___ Data shown
Issue #1011, opened 2018-08-22
No way to specify block number for eth_estimateGas


Arachnid:
At present the library doesn't provide any way to specify block number when calling estimateGas (the second parameter to that function). It'd be useful if this was provided, and especially useful if it can be made accessible when automatically estimating gas via `build_transaction` or `transact` (in order to be able to specify 'pending').

gitcoinbot:
Issue Status: 1. **Open** 2. Started 3. Submitted 4. Done 

<hr>

__This issue now has a funding of 170.0 DAI (170.0 USD @ $1.0/DAI)  attached to it.__

 * If you would like to work on this issue you can 'start work' [on the Gitcoin Issue Details page](https://gitcoin.co/issue/ethereum/web3.py/1011/1013).
* Want to chip in? Add your own contribution [here](https://gitcoin.co/issue/ethereum/web3.py/1011/1013).
* Questions? Checkout <a href='https://gitcoin.co/help'>Gitcoin Help</a> or the <a href='https://gitcoin.co/slack'>Gitcoin Slack</a>
* $17,099.45 more funded OSS Work available on the [Gitcoin Issue Explorer](https://gitcoin.co/explorer)

gitcoinbot:
Issue Status: 1. **Open** 2. Started 3. Submitted 4. Done 

<hr>

__This issue now has a funding of 170.0 DAI (170.0 USD @ $1.0/DAI)  attached to it.__

 * If you would like to work on this issue you can 'start work' [on the Gitcoin Issue Details page](https://gitcoin.co/issue/ethereum/web3.py/1011/1013).
* Want to chip in? Add your own contribution [here](https://gitcoin.co/issue/ethereum/web3.py/1011/1013).
* Questions? Checkout <a href='https://gitcoin.co/help'>Gitcoin Help</a> or the <a href='https://gitcoin.co/slack'>Gitcoin Slack</a>
* $17,099.45 more funded OSS Work available on the [Gitcoin Issue Explorer](https://gitcoin.co/explorer)

gitcoinbot:
Issue Status: 1. **Open** 2. Started 3. Submitted 4. Done 

<hr>

__Workers have applied to start work__.


These users each claimed they can complete the work by 12 months from now.
Please review their action plans below:


[...]

PR #1046, opened 2018-09-06
WIP: No way to specify block number for eth_estimateGas 

ankitchiplunkar:
### What was wrong?

No way to specify block number for eth_estimateGas 

Related to Issue # https://github.com/ethereum/web3.py/issues/1011

### How was it fixed?
Added block_identifier as an input parameter in the estimateGas method(similar to web3.eth.call), this opens a can of worms because:
1. The `estimate_gas` method in the eth_tester library takes only 2 inputs while we now have an extra input (block_identifier). To enable the passing of all tests we need to also change the https://github.com/ethereum/eth-tester library
 ```
E       TypeError: estimate_gas() takes 2 positional arguments but 3 were given
 ```

2. A geth node does not accept block_identifier as a parameter and throws an error, this has been documented before https://github.com/ethereum/go-ethereum/issues/2586 

**Parity**
 ```
>>> w3 = Web3(Web3.HTTPProvider("https://kovan.infura.io/"))
>>> w3.eth.estimateGas(transaction)
method: eth_estimateGas, parameter: [{'data': '0xacabb9ed000000000000000000000000000000000000000000000000000000000000004000000000000000000000000000000000000000000000000000000000000000a00000000000000000000000000000000000000000000000000000000000000039746869732d69732d7468652d66697273742d737472696e672d77686963682d657863656564732d33322d62797465732d696e2d6c656e67746800000000000000000000000000000000000000000000000000000000000000000000000000003a746869732d69732d7468652d7365636f6e642d737472696e672d77686963682d657863656564732d33322d62797465732d696e2d6c656e677468000000000000', 'from': '0x7E5F4552091A69125d5DfCb7b8C2659029395Bdf', 'to': '0xF2E246BB76DF876Cef8b38ae84130F4F55De395b'}, 'latest']
response: {'jsonrpc': '2.0', 'id': 0, 'result': 29912}
29912
```

**Geth**
```
>>> w3 = Web3(Web3.HTTPProvider("https://mainnet.infura.io/"))
>>> w3.eth.estimateGas(transaction)
method: eth_estimateGas, parameter: [{'data': '0xacabb9ed000000000000000000000000000000000000000000000000000000000000004000000000000000000000000000000000000000000000000000000000000000a00000000000000000000000000000000000000000000000000000000000000039746869732d69732d7468652d66697273742d737472696e672d77686963682d657863656564732d33322d62797465732d696e2d6c656e67746800000000000000000000000000000000000000000000000000000000000000000000000000003a746869732d69732d7468652d7365636f6e642d737472696e672d77686963682d657863656564732d33322d62797465732d696e2d6c656e677468000000000000', 'from': '0x7E5F4552091A69125d5DfCb7b8C2659029395Bdf', 'to': '0xF2E246BB76DF876Cef8b38ae84130F4F55De395b'}, 'latest']
response: {'jsonrpc': '2.0', 'id': 0, 'error': {'code': -32602, 'message': 'too many arguments, want at most 1'}}
  File "/home/ankit/projects/web3.py/web3/eth.py", line 307, in estimateGas
    [transaction, block_identifier],
  File "/home/ankit/projects/web3.py/web3/manager.py", line 114, in request_blocking
    return response['result']
ValueError: {'code': -32602, 'message': 'too many arguments, want at most 1'}
```

Changing the two libraries would be a HUGE task. 
How do you (@Arachnid , @carver) propose that we should proceed?

#### Cute Animal Picture

### DIFF
--- a/web3/eth.py
+++ b/web3/eth.py
@@ -294,15 +294,22 @@ class Eth(Module):
             [transaction, block_identifier],
         )
 
-    def estimateGas(self, transaction):
+    def estimateGas(self, transaction, block_identifier=None):
         # TODO: move to middleware
         if 'from' not in transaction and is_checksum_address(self.defaultAccount):
             transaction = assoc(transaction, 'from', self.defaultAccount)
 
-        return self.web3.manager.request_blocking(
-            "eth_estimateGas",
-            [transaction],
-        )
+        # TODO: move to middleware
+        if block_identifier is None:
+            return self.web3.manager.request_blocking(
+                "eth_estimateGas",
+                [transaction],
+            )
+        else:
+            return self.web3.manager.request_blocking(
+                "eth_estimateGas",
+                [transaction, block_identifier],
+            )
 
     def filter(self, filter_params=None, filter_id=None):
         if filter_id and filter_params:
--- a/web3/eth.py
+++ b/web3/eth.py
@@ -299,17 +299,15 @@ class Eth(Module):
         if 'from' not in transaction and is_checksum_address(self.defaultAccount):
             transaction = assoc(transaction, 'from', self.defaultAccount)
 
-        # TODO: move to middleware
         if block_identifier is None:
-            return self.web3.manager.request_blocking(
-                "eth_estimateGas",
-                [transaction],
-            )
+            params = [transaction]
         else:
-            return self.web3.manager.request_blocking(
-                "eth_estimateGas",
-                [transaction, block_identifier],
-            )
+            params = [transaction, block_identifier]
+
+        return self.web3.manager.request_blocking(
+            "eth_estimateGas",
+            params,
+        )
 
     def filter(self, filter_params=None, filter_id=None):
         if filter_id and filter_params:
--- a/docs/web3.eth.rst
+++ b/docs/web3.eth.rst
@@ -632,7 +632,7 @@ The following methods are available on the ``web3.eth`` namespace.
     In most cases it is better to make contract function call through the :py:class:`web3.contract.Contract` interface.
 
 
-.. py:method:: Eth.estimateGas(transaction)
+.. py:method:: Eth.estimateGas(transaction, block_identifier=None)
 
     * Delegates to ``eth_estimateGas`` RPC Method
 
@@ -640,13 +640,19 @@ The following methods are available on the ``web3.eth`` namespace.
     on the blockchain.  Returns amount of gas consumed by execution which can
     be used as a gas estimate.
 
-    The ``transaction`` parameter is handled in the same manner as the
-    :meth:`~web3.eth.Eth.sendTransaction()` method.
+    The ``transaction`` and ``block_identifier`` parameters are handled in the
+    same manner as the :meth:`~web3.eth.call()` method.
 
     .. code-block:: python
 
         >>> web3.eth.estimateGas({'to': '0xd3cda913deb6f67967b99d67acdfa1712c293601', 'from': web3.eth.coinbase, 'value': 12345})
         21000
+
+    .. note::
+        The parameter ``block_identifier`` is not enabled in geth nodes,
+        hence passing a value of ``block_identifier`` when connected to a geth
+        nodes would result in an error like:  ``ValueError: {'code': -32602, 'message': 'too many arguments, want at most 1'}``
+
 
 .. py:method:: Eth.generateGasPrice(transaction_params=None)
 
--- a/tests/integration/go_ethereum/common.py
+++ b/tests/integration/go_ethereum/common.py
@@ -60,6 +60,14 @@ class GoEthereumEthModuleTest(EthModuleTest):
         pytest.xfail('Needs ability to efficiently control mining')
         super().test_eth_modifyTransaction(web3, unlocked_account)
 
+    def test_eth_estimateGas_with_block(self,
+                                        web3,
+                                        unlocked_account_dual_type):
+        pytest.xfail('Block identifier has not been implemented in geth')
+        super().test_eth_estimateGas_with_block(
+            web3, unlocked_account_dual_type
+        )
+
 
 class GoEthereumVersionModuleTest(VersionModuleTest):
     pass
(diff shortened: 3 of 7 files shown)

### CODE REVIEW

**Comment by carver** [comment]
Changing `geth` to accept the block identifier is surely out of scope. py-evm already supports estimating gas at a given header, so it shouldn't be too much work to add to eth-tester.

So I would just mark any `geth` tests as `xfail` and get it working otherwise working on eth-tester and parity.

**Comment by ankitchiplunkar** [comment]
One more point is that geth accepts only one input (transaction) while parity/ py-evm accept two (transaction & block_identifier)

This means we might have to either:
1. Check the node which is being used and modify the inputs accordingly, or
2. Push the method `estimateGas` in respective geth or parity modules.

Which solution do you prefer?

**Comment by carver** [comment]
> Which solution do you prefer?

I prefer that the json-rpc get standardized in an EIP and that they all conform to it :laughing: 

---

In the meantime...

Parity must work if only one argument is passed, I guess. So, if no block identifier is set in web3, instead of defaulting to latest, we could leave the argument out altogether in the RPC call. This has the weird effect that the number of arguments in the RPC call can be different, which I don't think happens anywhere else. But I'd be curious to see if we could make that work.

Then we don't have to do any node detection, and it would work in both geth and parity. Then if you try with an explicit block-identifier, geth will blow up (which we can't do anything about) and parity will work fine.

**Comment by ankitchiplunkar** [comment]
This is a wayyy better solution, because then we would not have to tag several geth tests as xfail.

Will work on implementing this and modifying the eth-tester now.

**Comment by vs77bb** [comment]
Hi @ankitchiplunkar any progress to show here? Hope you're doing well 🙂

**Comment by ankitchiplunkar** [comment]
@vs77bb yes was busy with EthBerlin last week, getting back to the task.

**Comment by ankitchiplunkar** [comment]
Have updated the estimateGas function as discussed above and added tests for parity and geth.
But, cannot implement middleware for the `block_identifier`, since we are supplying variable number of inputs to the final JSON-RPC call.

Implemented a `block_identifier` middleware by adding the following command to web3.middleware.pythonic.pythonic_middleware

```
'eth_estimateGas': combine_argument_formatters(
            transaction_param_formatter,
            block_number_formatter,
        ),
```

But got the following errors, when only one input was provided to method `estimateGas`

```
    @return_arg_type(2)
    def apply_formatter_at_index(formatter: Callable[..., Any],
                                 at_index: int,
                                 value: List[Any]) -> Generator[List[Any], None, None]:
        if at_index + 1 > len(value):
            raise IndexError(
                "Not enough values in iterable to apply formatter.  Got: {0}. "
>               "Need: {1}".format(len(value), at_index + 1)
            )
E           IndexError: Not enough values in iterable to apply formatter.  Got: 1. Need: 2
```

Have not implemented any middleware for the block_identifier as of now, mostly would need to implement a function (similar to `combine_argument_formatters`) that accepts variable number of inputs in library `eth_utils`. Do you think we should implement this middleware?

Still need to update:
1. eth_tester to take multiple inputs for estimateGas
2. Possible eth_utils to accept variable number of inputs in combine_arguement_formatters
3. Update docs for the estimateGas

**Comment by carver** [comment]
I think if we get creative, we can do this with existing formatters, something like:

```py
@curry
def is_length(target_length, value):
  return len(value) == target_length

estimate_gas_without_block_id = apply_formatter_at_index(0, transaction_param_formatter)
estimate_gas_with_block_id = apply_formatters_to_sequence((
  transaction_param_formatter,
  block_number_formatter,
))

...

'eth_estimateGas': apply_one_of_formatters((
  (is_length(1), estimate_gas_without_block_id),
  (is_length(2), estimate_gas_with_block_id),
)
```
The key part is choosing which formatter to apply with [`apply_one_of_formatters`](https://eth-utils.readthedocs.io/en/latest/utilities.html#apply-one-of-formatters-condition-formatter-pairs-value-new-value). It uses the [newer preferred `apply_formatters_to_sequence`](https://eth-utils.readthedocs.io/en/latest/utilities.html#combine-argument-formatters-formatters-lambda-list-like-new-list-like).

carver:
Can you do a rebase on master instead of merging master in? Makes it cleaner to read the PR.

dylanjw:
I just merged #1033 which will make this rebase a bit complicated. @ankitchiplunkar Let me know if you want help.

ankitchiplunkar:
Thanks all, for helping with squashing and rebasing.

@carver I found that `apply_formatters_to_sequence` was not working but `combine_argument_formatters` worked fine. 

The `parity-http` test is falling for some unknown reason.

Is this approach is acceptable and tests cover everything?

voith:
> Can you amend the commit and write a different summary (first) line of the squashed commit? 

Big 👍 for pushing towards cleaner commits and for a better commit message. With clean commit history it becomes really easy to dig history and we can reliably use `git bisect`.

web3/eth.py
```diff
@@ -294,15 +294,22 @@ def call(self, transaction, block_identifier=None):
...
         # TODO: move to middleware
         if 'from' not in transaction and is_checksum_address(self.defaultAccount):
             transaction = assoc(transaction, 'from', self.defaultAccount)
 
-        return self.web3.manager.request_blocking(
-            "eth_estimateGas",
-            [transaction],
-        )
+        # TODO: move to middleware
+        if block_identifier is None:
```
voith: This code can be reduced to:
```python
params = [transaction]
if block_identifier:
    params.append(block_identifier)
    "eth_estimateGas",
    params
)
```

carver: Rather than mutating the params list, I would go with:

```py
        if block_identifier is None:
            params = [transaction]
        else:
            params = [transaction, block_identifier]

            "eth_estimateGas",
            params,
        )
```

Also, we don't need the second `move to middleware` TODO.

carver:
> I found that apply_formatters_to_sequence was not working but combine_argument_formatters worked fine.

Ok, not a big deal. Just a nice-to-have.

> The parity-http test is falling for some unknown reason.

Yeah, surely not a problem with this PR. parity tests have been flaky.

> Is this approach is acceptable and tests cover everything?

Yup, approach seems good, and tests cover enough for merge, I think.  Just that one last inline comment to address, and should be good to go.

carver:
Thanks for the doc update!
______
- **Task details**:
Your answer must be a copy of every line in the data above that holds the string "takes".

- **Response for this exercise**:
1. The `estimate_gas` method in the eth_tester library takes only 2 inputs while we now have an extra input (block_identifier). To enable the passing of all tests we need to also change the https://github.com/ethereum/eth-tester library
E       TypeError: estimate_gas() takes 2 positional arguments but 3 were given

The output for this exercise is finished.